Developers of southeast Nebraska mine brush off ‘investigation’ by NY law firm
LINCOLN, Neb. (Nebraska Examiner) - Developers of a proposed niobium mine in southeast Nebraska are brushing off an announced “investigation” by a New York law firm over its delayed annual financial report for 2022-23.
The firm, Pomerantz LLP, bills itself as a “premier firm” in the areas of corporate litigation, and stated in a press release earlier this month that it was probing whether NioCorp and its officers or directors “engaged in securities fraud or other unlawful business practices.”
Pomerantz officials declined to comment further when contacted by the Nebraska Examiner.
But a spokesman for NioCorp and a former board member of the project dismissed the probe as “trolling for clients” to file a lawsuit.
‘We ignore them’
“They are soliciting investors to call them and join a lawsuit,” said Jim Sims, the Colorado-based spokesman for NioCorp. “I’ve seen 100s of these kinds of law firms. So we ignore them.”
Former State Sen. Tony Fulton, who once served on the NioCorp Board of Directors, had a similar response, likening the effort by the law firm to “ambulance chasers.”
“When share prices go down, that’s when these releases go out,” said Fulton, a former State Tax Commissioner, to capitalize on angry stockholders.
NioCorp, which has obtained options on land near Elk Creek, has seen its stock price on NASDAQ drop from over $10 per share in March to $4.09 on Tuesday.
Sims said he could not comment on the stock price drop, but Fulton said that some investors became upset after a move by NioCorp to join with GX Accounting Corp. didn’t reap as much of an investment in the project as expected.
A lawsuit has not been filed by Pomerantz, a law firm official confirmed.
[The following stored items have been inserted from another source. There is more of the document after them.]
PR #524, opened 2021-07-20
Integration test for AutoSubstitution rewrite step

msoeken:
This adds an integration test for the auto substitution sample to check the rewrite step in builds.

### DIFF
--- a/Build/test.ps1
+++ b/Build/test.ps1
@@ -38,10 +38,29 @@ function Validate-Integrals {
     }
 }
 
+function Test-AutoSubstitution {
+    Write-Host "##[info]Testing AutoSubstitution sample..."
+
+    $output = dotnet run --project (Join-Path $PSScriptRoot "../samples/runtime/autosubstitution")
+
+    if ($output -notmatch "^Quantum version\s*$") {
+        Write-Host "##vso[task.logissue type=error;]Auto substitution with QuantumSimulator failed"
+        $script:all_ok = $False
+    } else {
+        $output = dotnet run --project (Join-Path $PSScriptRoot "../samples/runtime/autosubstitution") -s ToffoliSimulator
+
+        if ($output -notmatch "^Classical version\s*$") {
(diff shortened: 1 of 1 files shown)


Build/test.ps1
```diff
@@ -38,10 +38,29 @@ function Validate-Integrals {
     }
 }
 
+function Test-AutoSubstitution {
```
cgranade, line 41: Since it's not generally a scalable approach to have a different cmdlet for each sample being tested, it'd be helpful to explain in comments why autosubstitution is unusual in that regard. Hopefully, that will reduce the temptation to make one-off cmdlets for other samples in the future.

Build/test.ps1
```diff
@@ -38,10 +38,29 @@ function Validate-Integrals {
...
+    Write-Host "##[info]Testing AutoSubstitution sample..."
+
+    $output = dotnet run --project (Join-Path $PSScriptRoot "../samples/runtime/autosubstitution")
+
+    if ($output -notmatch "^Quantum version\s*$") {
+        Write-Host "##vso[task.logissue type=error;]Auto substitution with QuantumSimulator failed"
```
cgranade, line 47: Can we add a bit more detail to the error log as to what the failure is? E.g.: make the message say that the wrong version of the operation was executed?

Build/test.ps1
```diff
@@ -38,10 +38,29 @@ function Validate-Integrals {
...
+        $script:all_ok = $False
+    } else {
+        $output = dotnet run --project (Join-Path $PSScriptRoot "../samples/runtime/autosubstitution") -s ToffoliSimulator
+
+        if ($output -notmatch "^Classical version\s*$") {
+            Write-Host "##vso[task.logissue type=error;]Auto substitution with ToffoliSimulator failed"
```
cgranade, line 53: Same comment here.

cgranade (approved):
Looks good to me, just had a couple quick comments.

The firm recently grabbed a headline in Law360.com for negotiating a $26.3 million settlement with Deutsche Bank, resolving allegations that it had mishandled the bank’s “bad actors,” such as Jeffrey Epstein, the now disgraced and deceased financier.
Mine discussed for decades
A critical minerals mine in southeast Nebraska has been discussed for at least five decades, and NioCorp is led by an executive, Mark A. Smith, who was involved in Molycorp, a firm that had explored the Elk Creek project 30 years ago.
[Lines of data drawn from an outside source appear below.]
PR #525, opened 2021-07-20
Fix typos across multiple samples

tcNickolas:


cgranade (approved):
Thanks for catching these! Perhaps including spell check warnings would be a good thing to enable in CI...

tcNickolas:
Agreed, but we'll have to do a lot of work teaching the spellchecker our terminology, names, and variable names - my spellchecker showed several thousands of warnings, I had to filter them quite strictly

But attracting the estimated $1.2 billion in investments to get the deep-rock mine off and running has proven to be challenging. At one time, Smith had said that fund raising for the Elk Creek Superalloy Materials Project would be completed by 2018.
Dozens of Nebraskanas have invested in the project, placing a high-risk bet that the project will become reality. It has been promoted as creating 450 jobs with an annual payroll exceeding $1 billion.
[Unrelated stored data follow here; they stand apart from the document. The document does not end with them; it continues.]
PR #526, opened 2021-07-20
Check spelling on PRs.

cgranade:
This PR adds the [`cspell-action` GitHub Action](https://github.com/marketplace/actions/cspell-action) as a check on changed files in PRs. Since it is likely that we'll get a lot of false positives initially, this PR sets spell checks to warning levels only for now.


cspell.json
```diff
@@ -0,0 +1,29 @@
...
+        // Terms that come up in build / CI configuration.
+        "logissue", // Used in ##[vso.logissue] commands.
+        "pwsh",
+        "markdownlint",
+
+        // Words specific to quantum computing.
+        "eigenstate",
+        "qubit",
+        "qubits",
+        "qubitization",
```
guenp, line 16:
```suggestion
        "qubit's",
        "qubitization",
        "Chuang",
```

cspell.json
```diff
@@ -0,0 +1,29 @@
...
+
+        // Chemistry terminology
+        "nitrogenase",
+        "Hartree",
+        "Fock"
+    ],
+
+    "flagWords": [
+        // The Trotter–Suzuki decomposition isn't a verb.
+        "Trotterization"
```
guenp, line 27: is this personal preference?

guenp (approved):
This is neat, thanks for adding!

cspell.json
cgranade: Not per se, I don't think, so much as that examples of denominal verbs formed from proper nouns that refer to people are generally used to indicate "act in the manner of" rather than "use the invention of" (i.e.: ran across this neat paper that surveyed different semantic categories of denominal verbs formed from proper nouns: https://journals.openedition.org/lexis/4681#tocfrom2n8), such that it's much more unambiguous to explicitly state "use the invention of" (in this case, "use the Trotter–Suzuki decomposition").

There's also that the Trotter decomposition is a special case of the lowest-order Trotter–Suzuki decomposition. In most cases, we don't restrict to the lowest-order decomposition.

The mine would extract and process niobium, scandium and titanium, minerals used to harden steel, make aluminum stronger and employed as a pigment in paint.
Fulton said he remains optimistic about the project, while acknowledging that it is not a sure thing.
Consultant says mine is ‘a real long shot’
One consultant on rare earth and critical minerals, David Hammond of Highlands Ranch, Colorado, told the Nebraska Examiner he still considers the Nebraska mine “a real long shot.”
“If I had to bet money, I’d bet a year’s worth of my retirement that this thing will never produce a single ounce, kilogram or ton of any product,” Hammond said.
Mining, in general, is a “high-risk game,” he said, and extracting rare earth minerals is difficult and expensive. Hammond said he questions whether the mine can be financially viable.
NioCorp, on Sept. 26, announced that it would be unable to meet a Sept. 28 deadline to file its annual financial report with the Ontario Securities Commission as well as the U.S. Securities and Exchange Commission. The announcement sent NioCorp’s stock value down by 40 cents a share.
The company blamed the missed deadline on the complexity of integrating its accounting systems with GX Acquisitions Corp., a firm NioCorp combined with to gain access to the NASDAQ stock exchange and to attract additional investment.
On Oct. 6, NioCorp announced that it had filed its annual financial statement.
Sims said the company is now focused on seeking $800 million in financing via the U.S. Export Bank and its “Make More in America” program.
That program is part of a larger effort by President Joe Biden to increase U.S. production of critical minerals, and make American less dependent on foreign sources, including China.
In September, the Biden Administration announced that it will invest up to $150 million to advance production and refining of critical minerals and materials here in the United States.
In January, the Administration also provided a $700 million loan for a mine in Nevada to produce lithium, a critical element in the production of batteries for electric cars.
Sims said that those announcements, and growing concerns about American produced resources, has produced a “bullish signal” about the need for projects like Elk Creek.